# Let me know when the whiting bite heats up....



## Chap (Mar 10, 2015)

Man I am ready for surf fishing for whiting.  Sitting on the beach, soaking up some sun and salt air.  Great way to spend time with my daughter.  And the whiting are mighty tasty.  And I am getting so impatient.  I am ready to load up a cooler with some whiting.


----------



## Chap (Mar 13, 2015)

Well I am going out to Tybee on Sunday morning to see if they are hanging around yet.


----------



## kramerfish53 (Mar 14, 2015)

going to king and prince sunday to see if they are there yet


----------



## Chap (Mar 14, 2015)

I am running out of patience.  If I can't find them at Tybee I'm going to find me some at Publix.


----------



## Pate55 (Mar 15, 2015)

The whiting bite turns on every year during the Final 4, Not the Elite 8, not the Sweet 16 but the Final 4.


----------



## Chap (Mar 15, 2015)

I didn't get out there today.  My little boy is sick and wanted me stay home with him.  Oh well, maybe next week.


----------



## Fatback1 (Mar 15, 2015)

I fished the low tide up to high today on Tybee (3/15).
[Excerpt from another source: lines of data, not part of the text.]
PR #1757, opened 2025-05-20
MAGE-1260: Remove deprecated methods/classes for 3.16

damcou:
WIP


Helper/Entity/ProductHelper.php
```diff
@@ -440,7 +417,7 @@ protected function getCompositeTypes(): array
      * @param Product $product
      * @return mixed
      *
-     * @deprecated (will be removed in v3.16.0)
+     * @deprecated (will be removed in once MSI compatibility module will be added to this module)
```
cammonro, line 420: Good call out. 👍

Service/AdditionalSection/IndexBuilder.php
```diff
@@ -66,25 +75,23 @@ public function buildIndex(int $storeId, ?array $entityIds, ?array $options): vo
 
             $indexName = $this->additionalSectionHelper->getIndexName($storeId);
             $indexName = $indexName . '_' . $section['name'];
+            $tempIndexName = $indexName . IndexNameFetcher::INDEX_TEMP_SUFFIX;
 
             $attributeValues = $this->additionalSectionHelper->getAttributeValues($storeId, $section);
 
-            $tempIndexName = $indexName . IndexNameFetcher::INDEX_TEMP_SUFFIX;
+            $indexOptions = $this->indexOptionsBuilder->buildWithEnforcedIndex($indexName, $storeId);
```
cammonro, line 82: I think this code would also benefit from an implementation of `EntityIndexOptionsBuilderInterface`.

Service/AlgoliaConnector.php
```diff
@@ -311,13 +311,13 @@ function ($id) {
...
-     * @param IndexOptions $fromIndexOptions
-     * @param IndexOptions $toIndexOptions
+     * @param IndexOptionsInterface $fromIndexOptions
+     * @param IndexOptionsInterface $toIndexOptions
      * @return void
      * @throws AlgoliaException
      * @throws NoSuchEntityException
      */
-    public function moveIndex(IndexOptions $fromIndexOptions, IndexOptions $toIndexOptions): void
+    public function moveIndex(IndexOptionsInterface $fromIndexOptions, IndexOptionsInterface $toIndexOptions): void
```
cammonro, line 320: Interfaces are always preferred - good choice!

Service/Category/IndexBuilder.php
```diff
@@ -140,20 +151,20 @@ protected function buildIndexPage($storeId, $collection, $page, $pageSize, $cate
         }
         $collection->setCurPage($page)->setPageSize($pageSize);
         $collection->load();
-        $indexName = $this->categoryHelper->getIndexName($storeId);
+        $indexOptions = $this->indexOptionsBuilder->buildWithComputedIndex(CategoryHelper::INDEX_NAME_SUFFIX, $storeId);
```
cammonro, line 154: Another instance where `EntityIndexOptionsBuilderInterface` can be used.

Service/Page/IndexBuilder.php
```diff
@@ -61,7 +69,7 @@ public function buildIndex($storeId, ?array $entityIds, ?array $options): void
             return;
         }
 
-        $indexName = $this->pageHelper->getIndexName($storeId);
+        $indexOptions = $this->indexOptionsBuilder->buildWithComputedIndex(PageHelper::INDEX_NAME_SUFFIX, $storeId);
```
cammonro, line 72: Can use an `EntityIndexOptionsBuilderInterface` implementation for page entities.

Service/Product/BackendSearch.php
```diff
@@ -59,7 +60,8 @@ public function getSearchResult(string $query, int $storeId, ?array $searchParam
             $params = array_merge($params, $searchParams);
         }
 
-        $response = $this->algoliaHelper->query($indexName, $query, $params, $storeId);
+        $indexOptions = $this->indexOptionsBuilder->buildWithEnforcedIndex($indexName, $storeId);
```
cammonro, line 63: In general I would prefer we use computed index options as much as possible.

Service/Suggestion/IndexBuilder.php
```diff
@@ -102,19 +113,22 @@ protected function rebuildStoreSuggestionIndexPage(int $storeId, QueryCollection
         $collection = clone $collectionDefault;
         $collection->setCurPage($page)->setPageSize($pageSize);
         $collection->load();
-        $indexName = $this->suggestionHelper->getTempIndexName($storeId);
+        $indexOptions = $this->indexOptionsBuilder->buildWithComputedIndex(
```
cammonro, line 116: Can use an `EntityIndexOptionsBuilderInterface` implementation for suggestion entities.

Test/Integration/AssertValues/Magento24CE.php
```diff
@@ -9,7 +9,7 @@ abstract class Magento24CE
     public $productsCountWithoutGiftcards = 181;
     public $lastJobDataSize = 13;
     public $expectedCategory = 16;
-    public $attributesForFaceting = 5;
+    public $attributesForFaceting = 6;
```
cammonro, line 12: Is this related to recent dynamic facet changes?

Test/Integration/Indexing/Config/ConfigTest.php
```diff
@@ -136,17 +137,18 @@ private function replicaCreationTest($withCustomerGroups = false)
...
+        $indices = $this->algoliaConnector->listIndexes();
         $indicesNames = array_map(function ($indexData) {
             return $indexData['name'];
         }, $indices['items']);
 
         foreach ($sortingIndicesWithRankingWhichShouldBeCreated as $indexName => $firstRanking) {
             $this->assertContains($indexName, $indicesNames);
 
-            $settings = $this->algoliaHelper->getSettings($indexName);
+            $indexOptions = $this->indexOptionsBuilder->buildWithEnforcedIndex($indexName);
```
cammonro, line 150: Can we use computed index options here?

Test/Integration/Indexing/Config/MultiStoreConfigTest.php
```diff
@@ -88,15 +88,17 @@ public function testMultiStoreIndicesCreation()
 
         $this->indicesConfigurator->saveConfigurationToAlgolia($fixtureSecondStore->getId());
 
-        $defaultCategoryIndexSettings = $this->algoliaHelper->getSettings(
+        $defaultCategoryIndexOptions = $this->indexOptionsBuilder->buildWithEnforcedIndex(
```
cammonro, line 91: Can we compute here as well? Or would that not work with these fixtures?

cammonro (changes requested):
Great work! Thanks for this huge effort. You're a hero! 🦸‍♂️

I added a few thoughts but in an effort to be thorough realized I was getting redundant especially once I hit the testing classes. 

My main feedback is really that we should just lean towards computing indices as much as possible and use entity specific builders to separate the logic even further. 

If there's any chance we can clean that up then I think this looks good!

Helper/AlgoliaHelper.php
cammonro, line 1: Can we consider retaining this class until 3.17 in case anyone is still using it?

Block/Algolia.php
```diff
@@ -107,9 +107,9 @@ public function getCatalogSearchHelper(): CatalogSearchHelper
         return $this->catalogSearchHelper;
     }
 
-    public function getAlgoliaHelper(): AlgoliaHelper
+    public function getAlgoliaConnector(): AlgoliaConnector
     {
-        return $this->algoliaHelper;
+        return $this->algoliaConnector;
```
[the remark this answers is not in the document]
damcou: From what I can see, its only purpose is to be used in the monolithic `Configuration::getConfiguration()` method. I wouldn't be against refactoring it a little but I guess this would need an additional ticket 😅

Helper/AlgoliaHelper.php
damcou: Just brought back the class with a new deprecation comment.

Test/Integration/Indexing/Config/MultiStoreConfigTest.php
damcou: I think the rework of index names in the integration tests should be done on a separate ticket since it needs some tidying, I've created a ticket for it (MAGE-1298)

cammonro (changes requested):
Thank you Damien! Looking good. I just had a concern about the public method change on `ProductHelper`. If we can fix that I think we're ready to go. I also agree with your rationale on updating the tests under a separate ticket.

Helper/Entity/ProductHelper.php
```diff
@@ -314,66 +301,70 @@ public function getIndexSettings(?int $storeId = null): array
...
      * @param bool $saveToTmpIndicesToo
      * @return void
      * @throws AlgoliaException
      * @throws LocalizedException
      * @throws NoSuchEntityException
      */
-    public function setSettings(string $indexName, string $indexNameTmp, int $storeId, bool $saveToTmpIndicesToo = false): void
-    {
+    public function setSettings(
+        IndexOptionsInterface $indexOptions,
```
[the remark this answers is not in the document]
damcou: Sorry I don't understand how we can keep the same signature without using an enforced name in the method (maybe I misunderstood the original feedback : https://github.com/algolia/algoliasearch-magento-2/pull/1757#discussion_r2102439334)

I feel that it's ok to change method signatures on a minor release (we can specify it in the changelogs)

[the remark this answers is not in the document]
damcou: Changelog updated ! :)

Nothing but plate sized Rays.


----------



## kramerfish53 (Mar 15, 2015)

had 28 10inch or bigger whiting today


----------



## Chap (Mar 15, 2015)

kramerfish53 said:


> had 28 10inch or bigger whiting today



Nice haul man!

Hey, what size hook are you using for whiting?


----------



## kramerfish53 (Mar 15, 2015)

no2 and no4


----------



## Chap (Mar 17, 2015)

Planning on putting my kayak in at Lazaretto Creek early on Saturday morning, so maybe I'll get on some whiting, amongst other things.


----------



## Fatback1 (Mar 21, 2015)

Tybee Island Surf Report

After enduring less than ideal conditions this evening from four o'clock to sunset (3/21), 15 knot E winds, 60 something degrees air temps and a springing tide. I managed to land my first three Whiting of the year. A fat 12", 11 1/2", and a 11". Again, like last weekend, a few plate sized Rays hit the sand all so. FDS for bait. Water temp hit 63.5 degrees today at Fort Pulaski NOAA station. 
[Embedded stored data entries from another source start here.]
PR #1758, opened 2025-05-23
MAGE-1205: Fix Revenue analytics' discount calculation with configured VAT

damcou:
This PR contains:
- A fix for revenue calculation on `place order` events where discounts weren't properly calculated in case website has a setup with configured VAT. 
- Units tests for this precise feature.


cammonro (approved):
I'm good with a configuration aware approach here. Let's follow up with integration tests to make sure we're not missing anything. 🙂

PR #1761, opened 2025-05-30
MAGE-1270: Move indexing configuration to the indexing manager

damcou:
This PR contains:
- Moved indexing configuration from "Credentials and Basic setup" section to the newly created "Indexing Manager" section
- Renamed "Enable Backend" occurrences to "Enable Indexing" to be more meaningful and to avoid confusion with "backend rendering" statements in the extension.
- Fixed tests according to these changes
- Added a data patch to ensure the configuration doesn't get lost in the process.

### DIFF
--- a/Helper/ConfigHelper.php
+++ b/Helper/ConfigHelper.php
@@ -21,9 +21,6 @@ use Magento\Store\Model\StoreManagerInterface;
 class ConfigHelper
 {
     public const ENABLE_FRONTEND = 'algoliasearch_credentials/credentials/enable_frontend';
-    public const ENABLE_BACKEND = 'algoliasearch_credentials/credentials/enable_backend';
-    public const ENABLE_QUERY_SUGGESTIONS_INDEX = 'algoliasearch_credentials/credentials/enable_query_suggestions_index';
-    public const ENABLE_PAGES_INDEX = 'algoliasearch_credentials/credentials/enable_pages_index';
     public const LOGGING_ENABLED = 'algoliasearch_credentials/credentials/debug';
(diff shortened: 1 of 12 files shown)


Helper/ConfigHelper.php
```diff
@@ -21,9 +21,6 @@
 class ConfigHelper
 {
     public const ENABLE_FRONTEND = 'algoliasearch_credentials/credentials/enable_frontend';
-    public const ENABLE_BACKEND = 'algoliasearch_credentials/credentials/enable_backend';
```
cammonro, line 24: Can we add these to the "Deprecated Constants & Methods" section?

Helper/ConfigHelper.php
```diff
@@ -247,9 +247,9 @@ public function isEnabledFrontEnd($storeId = null)
      * @param $storeId
      * @return bool
      */
-    public function isEnabledBackend($storeId = null)
```
cammonro, line 250: Can we have this method call the new `isIndexingEnabled` method and then move it to the deprecated section?

etc/adminhtml/system.xml
```diff
@@ -53,43 +53,6 @@
                         ]]>
                     </comment>
                 </field>
-                <field id="enable_backend" translate="label comment" type="select" sortOrder="40" showInDefault="1" showInWebsite="1" showInStore="1">
-                    <label>Enable Indexing</label>
```
cammonro, line 57: I'm wondering if we should add a notice to this section that says that the indexing settings have been relocated to the Indexing Manager tab?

The Whiting have made it to the Tybee surf, cool! Bite was mid-incoming tide.


----------



## Chap (Mar 22, 2015)

Fatback1 said:


> Tybee Island Surf Report
> 
> After enduring less than ideal conditions this evening from four o'clock to sunset (3/21), 15 knot E winds, 60 something degrees air temps and a springing tide. I managed to land my first three Whiting of the year. A fat 12", 11 1/2", and a 11". Again, like last weekend, a few plate sized Rays hit the sand all so. FDS for bait. Water temp hit 63.5 degrees today at Fort Pulaski NOAA station.
> 
> The Whiting have made it to the Tybee surf, cool! Bite was mid-incoming tide.
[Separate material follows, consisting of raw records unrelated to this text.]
PR #1762, opened 2025-06-05
MAGE-1269: Change default behaviour for new full indexing feature

damcou:
This PR contains:
- Changed default configuration for full indexing (keeps the legacy Magento indexers enabled)
- Changed wording in the config section
- Added a note in the changelogs to suggest to disable them


etc/adminhtml/system.xml
```diff
@@ -1093,9 +1093,9 @@
                 <label>Full indexing via Magento indexers</label>
                 <comment>
                     <![CDATA[
-                         <p><span class="algolia-config-warning">&#9888;</span> Since version 3.16.0, the following Magento indexers are now disabled by default for <strong>full indexing</strong>.
-                         However the extension continues to rely on them for reindexing specific entities with Magento materialized views or entity save events.</p>
-                         <p>If you want to perform full reindexing, we highly suggest to keep this configuration as it is and run the newly created CLI commands instead.</p>
```
cammonro, line 1098: Can we add a comment that this will become the default in a future version?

Nice, thanks for the heads up on that.  Was going to go out yesterday but ended up helping my father-in-law get some yard work done.  I am debating heading out there right now, but probably not going to make it today either.


----------



## gafshr (Mar 22, 2015)

Got a dozen nice whiting on squid on jekyll yesterday


----------



## Gibsonn (Mar 23, 2015)

Any of you guys mind sharing some insight on how to fish for the tasty whiting from a boat? I assume you would fish in deep water but is there anything in particular I should be looking for regarding depth, surroundings, and/or structure? Thanks in advance


----------



## gafshr (Mar 23, 2015)

Use a triple or double drop rig with either a quid or shrimp pretty much anywhere.  We caught a dozen nice ones right off the beach.


----------



## milltown (Mar 25, 2015)

How long will the whiting stay around St Simons?


----------



## milltown (Mar 25, 2015)

And how do you get to the king and prince to fish?  DO you have to walk down to it or can you just park there and fish?


----------



## kramerfish53 (Mar 25, 2015)

The king and prince is a resort on St. Simons, the spots are out in the ocean


----------



## milltown (Mar 25, 2015)

Any good beach spots for fishing on st simons or jekyll?  Thinking about trying to get over there in a week or two.


----------



## m1garand30064 (Mar 26, 2015)

milltown said:


> Any good beach spots for fishing on st simons or jekyll?  Thinking about trying to get over there in a week or two.



Just fish in front of the King and Prince from the beach.


----------



## milltown (Mar 26, 2015)

Thanks, I will let y'all know how I do if I get over there.


----------